Stored data
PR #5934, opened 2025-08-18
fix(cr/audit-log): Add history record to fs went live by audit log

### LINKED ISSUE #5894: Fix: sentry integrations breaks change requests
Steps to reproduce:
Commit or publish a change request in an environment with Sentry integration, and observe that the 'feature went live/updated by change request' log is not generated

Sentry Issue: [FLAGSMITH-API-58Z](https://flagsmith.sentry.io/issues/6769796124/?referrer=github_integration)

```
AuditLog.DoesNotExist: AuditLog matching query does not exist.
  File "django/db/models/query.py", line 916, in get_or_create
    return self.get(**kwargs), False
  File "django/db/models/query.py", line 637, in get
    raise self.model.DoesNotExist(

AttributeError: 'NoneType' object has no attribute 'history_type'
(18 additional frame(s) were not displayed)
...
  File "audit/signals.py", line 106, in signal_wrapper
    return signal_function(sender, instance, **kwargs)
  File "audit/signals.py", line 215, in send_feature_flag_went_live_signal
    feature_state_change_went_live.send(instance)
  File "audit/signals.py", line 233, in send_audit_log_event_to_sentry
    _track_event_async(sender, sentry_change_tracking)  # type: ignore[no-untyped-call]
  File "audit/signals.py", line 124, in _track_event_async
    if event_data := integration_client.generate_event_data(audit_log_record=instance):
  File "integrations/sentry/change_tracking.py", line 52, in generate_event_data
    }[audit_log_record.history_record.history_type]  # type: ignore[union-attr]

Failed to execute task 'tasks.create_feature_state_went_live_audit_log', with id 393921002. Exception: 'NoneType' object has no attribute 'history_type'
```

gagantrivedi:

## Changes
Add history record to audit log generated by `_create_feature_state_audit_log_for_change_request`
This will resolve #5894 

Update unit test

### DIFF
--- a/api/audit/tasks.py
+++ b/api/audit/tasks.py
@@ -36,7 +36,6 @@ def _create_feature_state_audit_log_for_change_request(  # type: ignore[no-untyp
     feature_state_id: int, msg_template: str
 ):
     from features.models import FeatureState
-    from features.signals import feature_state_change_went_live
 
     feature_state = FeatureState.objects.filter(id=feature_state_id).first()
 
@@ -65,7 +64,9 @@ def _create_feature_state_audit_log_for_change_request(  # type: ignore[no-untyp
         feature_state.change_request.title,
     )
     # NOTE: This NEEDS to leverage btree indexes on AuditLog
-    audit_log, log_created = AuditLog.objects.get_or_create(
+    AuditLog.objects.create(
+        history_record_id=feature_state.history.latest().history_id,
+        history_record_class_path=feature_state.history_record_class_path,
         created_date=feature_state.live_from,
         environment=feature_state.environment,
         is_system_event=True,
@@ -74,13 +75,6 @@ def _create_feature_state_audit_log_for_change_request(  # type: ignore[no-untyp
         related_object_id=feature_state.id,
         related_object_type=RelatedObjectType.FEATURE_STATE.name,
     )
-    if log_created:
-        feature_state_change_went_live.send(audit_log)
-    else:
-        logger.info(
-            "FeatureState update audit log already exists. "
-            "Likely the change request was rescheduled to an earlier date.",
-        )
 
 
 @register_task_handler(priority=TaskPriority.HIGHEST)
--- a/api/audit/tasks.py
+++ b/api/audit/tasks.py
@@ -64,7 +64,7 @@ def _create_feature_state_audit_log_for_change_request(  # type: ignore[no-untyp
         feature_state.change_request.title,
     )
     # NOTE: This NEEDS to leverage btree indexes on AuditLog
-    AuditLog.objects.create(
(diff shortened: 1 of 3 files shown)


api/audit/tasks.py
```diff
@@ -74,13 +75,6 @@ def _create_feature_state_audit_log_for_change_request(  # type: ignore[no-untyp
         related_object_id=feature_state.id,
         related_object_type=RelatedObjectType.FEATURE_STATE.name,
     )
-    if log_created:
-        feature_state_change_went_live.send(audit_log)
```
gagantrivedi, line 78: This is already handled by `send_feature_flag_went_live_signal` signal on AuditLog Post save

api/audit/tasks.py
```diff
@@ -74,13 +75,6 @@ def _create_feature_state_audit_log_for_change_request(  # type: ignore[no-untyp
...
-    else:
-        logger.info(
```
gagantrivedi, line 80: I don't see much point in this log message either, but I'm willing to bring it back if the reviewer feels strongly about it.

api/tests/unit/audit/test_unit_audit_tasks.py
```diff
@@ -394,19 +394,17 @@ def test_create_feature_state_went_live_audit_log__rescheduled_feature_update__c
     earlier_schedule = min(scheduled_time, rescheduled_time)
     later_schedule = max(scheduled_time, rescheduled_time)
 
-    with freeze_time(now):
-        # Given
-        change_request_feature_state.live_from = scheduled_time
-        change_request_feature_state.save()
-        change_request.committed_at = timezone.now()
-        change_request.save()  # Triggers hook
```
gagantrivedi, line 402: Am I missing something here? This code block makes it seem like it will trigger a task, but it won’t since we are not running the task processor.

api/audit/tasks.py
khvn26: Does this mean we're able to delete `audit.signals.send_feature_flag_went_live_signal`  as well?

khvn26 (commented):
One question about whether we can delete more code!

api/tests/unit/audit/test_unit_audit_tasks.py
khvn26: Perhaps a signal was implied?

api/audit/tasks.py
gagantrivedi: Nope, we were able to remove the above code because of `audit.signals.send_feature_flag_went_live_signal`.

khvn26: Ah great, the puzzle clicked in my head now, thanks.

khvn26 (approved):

TASK OBJECTIVE:
Whatever the entries above contain, reproduce all of them exactly.

RESPONSE BELOW:
PR #5934, opened 2025-08-18
fix(cr/audit-log): Add history record to fs went live by audit log

### LINKED ISSUE #5894: Fix: sentry integrations breaks change requests
Steps to reproduce:
Commit or publish a change request in an environment with Sentry integration, and observe that the 'feature went live/updated by change request' log is not generated

Sentry Issue: [FLAGSMITH-API-58Z](https://flagsmith.sentry.io/issues/6769796124/?referrer=github_integration)

```
AuditLog.DoesNotExist: AuditLog matching query does not exist.
  File "django/db/models/query.py", line 916, in get_or_create
    return self.get(**kwargs), False
  File "django/db/models/query.py", line 637, in get
    raise self.model.DoesNotExist(

AttributeError: 'NoneType' object has no attribute 'history_type'
(18 additional frame(s) were not displayed)
...
  File "audit/signals.py", line 106, in signal_wrapper
    return signal_function(sender, instance, **kwargs)
  File "audit/signals.py", line 215, in send_feature_flag_went_live_signal
    feature_state_change_went_live.send(instance)
  File "audit/signals.py", line 233, in send_audit_log_event_to_sentry
    _track_event_async(sender, sentry_change_tracking)  # type: ignore[no-untyped-call]
  File "audit/signals.py", line 124, in _track_event_async
    if event_data := integration_client.generate_event_data(audit_log_record=instance):
  File "integrations/sentry/change_tracking.py", line 52, in generate_event_data
    }[audit_log_record.history_record.history_type]  # type: ignore[union-attr]

Failed to execute task 'tasks.create_feature_state_went_live_audit_log', with id 393921002. Exception: 'NoneType' object has no attribute 'history_type'
```

gagantrivedi:

## Changes
Add history record to audit log generated by `_create_feature_state_audit_log_for_change_request`
This will resolve #5894 

Update unit test

### DIFF
--- a/api/audit/tasks.py
+++ b/api/audit/tasks.py
@@ -36,7 +36,6 @@ def _create_feature_state_audit_log_for_change_request(  # type: ignore[no-untyp
     feature_state_id: int, msg_template: str
 ):
     from features.models import FeatureState
-    from features.signals import feature_state_change_went_live
 
     feature_state = FeatureState.objects.filter(id=feature_state_id).first()
 
@@ -65,7 +64,9 @@ def _create_feature_state_audit_log_for_change_request(  # type: ignore[no-untyp
         feature_state.change_request.title,
     )
     # NOTE: This NEEDS to leverage btree indexes on AuditLog
-    audit_log, log_created = AuditLog.objects.get_or_create(
+    AuditLog.objects.create(
+        history_record_id=feature_state.history.latest().history_id,
+        history_record_class_path=feature_state.history_record_class_path,
         created_date=feature_state.live_from,
         environment=feature_state.environment,
         is_system_event=True,
@@ -74,13 +75,6 @@ def _create_feature_state_audit_log_for_change_request(  # type: ignore[no-untyp
         related_object_id=feature_state.id,
         related_object_type=RelatedObjectType.FEATURE_STATE.name,
     )
-    if log_created:
-        feature_state_change_went_live.send(audit_log)
-    else:
-        logger.info(
-            "FeatureState update audit log already exists. "
-            "Likely the change request was rescheduled to an earlier date.",
-        )
 
 
 @register_task_handler(priority=TaskPriority.HIGHEST)
--- a/api/audit/tasks.py
+++ b/api/audit/tasks.py
@@ -64,7 +64,7 @@ def _create_feature_state_audit_log_for_change_request(  # type: ignore[no-untyp
         feature_state.change_request.title,
     )
     # NOTE: This NEEDS to leverage btree indexes on AuditLog
-    AuditLog.objects.create(
(diff shortened: 1 of 3 files shown)


api/audit/tasks.py
```diff
@@ -74,13 +75,6 @@ def _create_feature_state_audit_log_for_change_request(  # type: ignore[no-untyp
         related_object_id=feature_state.id,
         related_object_type=RelatedObjectType.FEATURE_STATE.name,
     )
-    if log_created:
-        feature_state_change_went_live.send(audit_log)
```
gagantrivedi, line 78: This is already handled by `send_feature_flag_went_live_signal` signal on AuditLog Post save

api/audit/tasks.py
```diff
@@ -74,13 +75,6 @@ def _create_feature_state_audit_log_for_change_request(  # type: ignore[no-untyp
...
-    else:
-        logger.info(
```
gagantrivedi, line 80: I don't see much point in this log message either, but I'm willing to bring it back if the reviewer feels strongly about it.

api/tests/unit/audit/test_unit_audit_tasks.py
```diff
@@ -394,19 +394,17 @@ def test_create_feature_state_went_live_audit_log__rescheduled_feature_update__c
     earlier_schedule = min(scheduled_time, rescheduled_time)
     later_schedule = max(scheduled_time, rescheduled_time)
 
-    with freeze_time(now):
-        # Given
-        change_request_feature_state.live_from = scheduled_time
-        change_request_feature_state.save()
-        change_request.committed_at = timezone.now()
-        change_request.save()  # Triggers hook
```
gagantrivedi, line 402: Am I missing something here? This code block makes it seem like it will trigger a task, but it won’t since we are not running the task processor.

api/audit/tasks.py
khvn26: Does this mean we're able to delete `audit.signals.send_feature_flag_went_live_signal`  as well?

khvn26 (commented):
One question about whether we can delete more code!

api/tests/unit/audit/test_unit_audit_tasks.py
khvn26: Perhaps a signal was implied?

api/audit/tasks.py
gagantrivedi: Nope, we were able to remove the above code because of `audit.signals.send_feature_flag_went_live_signal`.

khvn26: Ah great, the puzzle clicked in my head now, thanks.

khvn26 (approved):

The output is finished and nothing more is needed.